[Stored data]
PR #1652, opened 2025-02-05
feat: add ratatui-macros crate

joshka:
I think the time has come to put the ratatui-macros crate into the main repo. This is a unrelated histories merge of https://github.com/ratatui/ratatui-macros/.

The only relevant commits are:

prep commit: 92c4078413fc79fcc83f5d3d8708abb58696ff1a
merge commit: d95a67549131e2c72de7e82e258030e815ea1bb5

[EXERCISE INSTRUCTIONS]:
If a line above contains the word "crate", it counts; state how many lines count, and nothing more.

[RESPONSE BELOW]:
2